If Brockert caught none then, someone had to bring the average up by catching his four plus four more. The big king catch could be an indicator of a strong run as the fishermen believe, or it could be the unusually low water on the Copper so far this year has kept kings offshore and concentrated them to boost the harvet.

Fishery managers at this point have no real idea as to how many kings have escaped the fishery to get into the river.

Data gaps

A sonar that counts fish at Miles Lake had recorded 17,924 salmon upstream by the end of Wednesday. It was the best day of the season by far with 6,404 salmon passing the counter on the day. But the counter can’t tell one salmon from another. Still, more than 95 percent of the fish are believed to be sockeye. 

Were the 95 percent figure accurate, it would indicate that only 896 of the 24,000 kings spawners needed to sustain future runs have so far arrived, and this is the peak time for their return. But the sonar is nowhere near accurate enough to use for any sort of scientific estimate on king numbers.

A series of fish wheels operated by the Eyak Native Village under a contract with the U.S. Fish and Wildlife Service do provide a good, post-season estimate of in-river abundance using a scientifically tested mark-recapture program. But the wheels provide no in-season data on king salmon run strength. The state is working on a sonar that might be able to distinguish Chinook from sockeye, but such a system is years away even if the money can be found to test and then implement it.

 The fish wheel at Baird Canyon in the lower river had captured only 93 king salmon as of Wednesday; the number is largely meaningless. Mark-recapture programs work by calculating the difference between the number of fish marked at a fish wheel downstream and the number of marked fish caught at a fish wheel upstream.

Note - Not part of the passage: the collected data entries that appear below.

PR #916, opened 2020-03-02
Increase default PHP memory_limit to 512M

### LINKED ISSUE #914: 413 Request Entity Too Large on Database Import
Hi,

Getting an error on import of a database that exceeds 128mb, where can I change this setting in Valet - also is it possible to override per site?

drbyte:
PHP's default is 128M, but it's becoming common practice to set the value to 512M in dev and production
Plus, currently homestead sets it to 512M as well.

(Note: Only takes effect after running `valet install`, or when `valet use php@X.Y` installs a new X.Y PHP version.)

Also closes #914

### DIFF
--- a/cli/stubs/etc-phpfpm-valet.conf
+++ b/cli/stubs/etc-phpfpm-valet.conf
@@ -9,7 +9,7 @@ listen.group = staff
 listen.mode = 0777
 
 ;; When uncommented, the following values will take precedence over settings declared elsewhere
-;php_admin_value[memory_limit] = 128M
+;php_admin_value[memory_limit] = 512M
 ;php_admin_value[upload_max_filesize] = 128M
 ;php_admin_value[post_max_size] = 128M
 
@@ -17,7 +17,7 @@ listen.mode = 0777
 ;php_admin_flag[log_errors] = on
 
 
-
+;; Note: increasing these values will increase the demand on your CPU and RAM resources
 pm = dynamic
 pm.max_children = 5
 pm.start_servers = 2
--- a/cli/stubs/nginx.conf
+++ b/cli/stubs/nginx.conf
@@ -12,7 +12,8 @@ http {
     sendfile on;
     keepalive_timeout  65;
     types_hash_max_size 2048;
-    client_max_body_size 128M;
+
+    client_max_body_size 512M;
 
     server_names_hash_bucket_size 128;
 
--- a/cli/stubs/php-memory-limits.ini
+++ b/cli/stubs/php-memory-limits.ini
@@ -2,7 +2,9 @@
 memory_limit = 512M
 
 ;The maximum size of an uploaded file.
-upload_max_filesize = 128M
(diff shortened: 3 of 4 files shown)


neilgee:
Would you consider also upping the `upload_max_filesize` and  `post_max_size` to 512M also.

```
; Max memory per instance
memory_limit = 512M

;The maximum size of an uploaded file.
upload_max_filesize = 512M

;Sets max size of post data allowed. This setting also affects file upload. To upload large files, this value must be larger than upload_max_filesize
post_max_size = 512M
```

This will allow for larger uploads, my thinking is more for larger databases which a user might upload via a gui database tool like phpMyAdmin.

drbyte:
My only consideration there was consistency with Homestead which only sets it to 100M by default, and I didn't want to reduce Valet's default.

It doesn't matter to me. I rarely see production values set anywhere close to this high, but I realize sometimes we do things in dev that would never be done in production.

ihorvorotnov:
> Would you consider also upping the `upload_max_filesize` and `post_max_size` to 512M also.

For this to work you might also need to increase `client_max_body_size` in Nginx configuration. Now it's capped at 128M.

drbyte:
> Would you consider also upping the `upload_max_filesize` and `post_max_size` to 512M also.

Done

neilgee:
Good stuff

mattstauffer:
Forge sets the memory limit to 512 so I think this is good.

The other values are much higher than Forge... but they already were so I don't think this change should make a huge difference.

sebszocinski:
Is there any way to override the 512 default with an even higher limit? I often run into memory limits installing composer packages so I just set mine to `-1` now so I never have to deal with issues (I don't see the need to set a limit on local development), but every-time I switch php versions using `valet use php@x.x` it resets the memory_limit back to 512mb.

drbyte:
> but every-time I switch php versions using `valet use php@x.x` it resets the memory_limit back to 512mb.

Valet uses the `~/.composer/vendor/laravel/valet/cli/stubs/php-memory-limits.ini` file for building the `/usr/local/etc/php/X.Y/conf.d/php-memory-limits.ini` file for a new PHP version.
So, you could edit that stub file so that the change affects new PHP version installs that Valet manages.

sebszocinski:
> So, you could edit that stub file

Thanks Chris, thats great however this will reset every-time you upgrade Valet, correct?

drbyte:
>  however this will reset every-time you upgrade Valet, correct?

Not necessarily. But if you want a little extra control over that, then first do `composer global require laravel/valet --prefer-source` so that it keeps a git repo in that directory, and then anytime there's an update it'll ask you if you want to replace or edit or stash. Choose `s` to have it temporarily stash your customizations before upgrading and then re-apply the stash back again. It'll tell you if it has a problem restoring the stash and then you can do that manually. 95% of the time I can just use `s` and it's fine.

sebszocinski:
Thanks Chris that's a great tip!!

The difference between those two numbers is then used to estimate how many fish the downstream fish wheel missed. With enough data, the counting system is pretty accurate, but there is not now enough data.

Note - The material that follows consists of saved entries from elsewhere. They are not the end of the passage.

PR #925, opened 2020-03-24
migrated to use brew prefix.

### LINKED ISSUE #924: HOMEBREW_PREFIX not being honoured.
there are 9 cases in valet where "/usr/local/" is hardcoded in, rather than honouring HOMEBREW_PREFIX

https://github.com/laravel/valet/search?q=%2Fusr%2Flocal&unscoped_q=%2Fusr%2Flocal

This means that any installation of homebrew outside of /usr/local (not so unusual when dealing with multiple toolchains) requires manual edits to the valet codebase.

This is such an easy thing to fix, I don't really know why it hasn't been done.

MrBenGriffin:
I am sorry - I have not been able to test this properly.
However, it seems to be ok in general.

I failed to modify the Brew tests.

Closes #924

### DIFF
--- a/cli/Valet/Brew.php
+++ b/cli/Valet/Brew.php
@@ -47,9 +47,7 @@ class Brew
      */
     function prefix() {
         if (!$this->prefix_loaded) {
-            $binary = $this->cli->runCommand('which brew');
-//          while dirname()) is primitive, homebrew strongly suggests using primitive paths to the install.
-//          we use nested dirname because we want to shift off the bin directory.
+            $binary = $this->cli->runCommand('brew --prefix');
             if (strlen($binary) > 0) {
                 $this->homebrew_prefix = dirname(dirname($binary));
             }
--- a/cli/Valet/Brew.php
+++ b/cli/Valet/Brew.php
@@ -23,7 +23,7 @@ class Brew
 
     const LATEST_PHP_VERSION = 'php@7.4';
 
-    var $cli, $files;
+    var $cli, $files, $homebrew_prefix, $prefix_loaded;
 
     /**
      * Create a new Brew instance.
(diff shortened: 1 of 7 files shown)


cli/Valet/Brew.php
```diff
@@ -36,6 +36,26 @@ function __construct(CommandLine $cli, Filesystem $files)
     {
         $this->cli = $cli;
         $this->files = $files;
+        $this->homebrew_prefix = '/usr/local';
+        $this->prefix_loaded = false;
+    }
+
+    /**
+     * Determine HOMEBREW_PREFIX
```
drbyte: In your modified environment, does calling `brew --prefix` work properly as a replacement for this custom function?

drbyte:
@MrBenGriffin Thanks for this!

I hope to do some testing on it soon, and take a stab at what needs doing with the Brew tests.

When you have a minute, please edit your initial post above to add `Closes #924` so that the issue automatically closes when this gets merged. It just helps with housekeeping ;)

cli/Valet/Brew.php
MrBenGriffin: OMG. yep.  just use that!! "brew --prefix"

MrBenGriffin: I modified the code to use "brew --prefix" internally. It was a better choice.
Internally brew uses cwd, so getting the path from which brew was more like what it does - but as it has a switch, we should use it.

MrBenGriffin:
Bit confused - not hurrying - but just checking in - am I done on this?  If there's more, let me know.

drbyte:
@MrBenGriffin I think so. I thought I'd have time yesterday to dig, but a work project came up that needed my full attention.

I might get a bit of time to explore it this afternoon.

drbyte:
Observations:

- The Nginx.php `lint()` method needs `$prefix` inserted, else `valet secure` and `valet restart` won't work.

- Several tests will need updating: mostly to mock out the prefix so it can be tested against

mattstauffer:
I believe this has been replaced with a recently merged PR, so closing. Thanks!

The upstream wheel at Canyon Creek has yet to catch a tagged fish. John Whissel, who oversees the program for Eyak, said he feels sorry for state fisheries biologist trying to pull an answer to the size of the Copper River king run out of a “mystery box.”

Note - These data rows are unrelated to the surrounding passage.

PR #947, opened 2020-05-05
Allow Valet to open project URLs using different browsers

aryehraber:
This PR adds a `valet browser` command to set a default browser inside Valet to open project URLs in the browser.

Currently the `valet open` command uses the system default browser. Unfortunately, this renders the command useless in my case since my default browser is Safari, but use Chrome for work. I'd love to use the `valet open` command more but this has been a blocking issue so far.

There are no breaking changes as the default behaviour still works as normal if the config option doesn't exist.

Hopefully others find this feature useful too. Let me know if there's any issues/questions!

Side note: within this PR I added a `Configuration::get()` helper function which uses `Tightenco\Collect\Support\Arr::get()` to ensure no errors are thrown if a key doesn't exist in an array yet + adds the ability to enter a fallback default value. I feel it cleans up the code and reads more expressively compared to current setup:

```php
// using isset()
isset(Configuration::read()['browser']) ? Configuration::read()['browser'] : "None (system default)";

// using data_get()
data_get(Configuration::read(), 'browser', "None (system default)");

// using Configuration::get()
Configuration::get('browser', "None (system default)");
```

Happy to revert to `data_get` if you'd prefer not introduce a new method in `Configuration`.

### DIFF
--- a/cli/Valet/Configuration.php
+++ b/cli/Valet/Configuration.php
@@ -2,6 +2,8 @@
 
 namespace Valet;
 
+use Tightenco\Collect\Support\Arr;
+
 class Configuration
 {
     var $files;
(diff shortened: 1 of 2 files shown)


mattstauffer:
I really appreciate your work on this. However, I've left it sitting for so long just because it's a decent amount of code, which will likely change over time, for a pretty edge case need, and I just can't justify taking the cost on. Sorry, but thanks for your PR!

Eyak, he added, would like to be able to provide more data to improve fisheries management, but development of a Copper River counting program is going to take time. The Copper is a big, fast-moving glacial river that carries so much sediment downstream its has been compared to a slurry pipeline.

Whissel said he believes that it might be possible to pair new and better sonar technology with the fish wheels for a time and then use a mark-recapture program to help calibrate the sonar to count kings and sockeye. But that’s years away, he said, and would cost hundreds of thousands of dollars to implement at a time when both the state and federal governments are strapped for cash.

That leaves fishery managers caught in a box of their own. The simple solution in Southeast was to close the lid and be done with the problem, but the Southeast troll fishery is nowhere near as valuable as the Copper River king and sockeye fishery.

Copper River is the best known salmon brand in Alaska, which is what makes the fish especially valuable. They are the Romanee Conti of Alaska salmon. 

CORRECTION: This story was modified from the original on May 30, 2017 to correct some errors in the description of how the Eyak fish wheels work.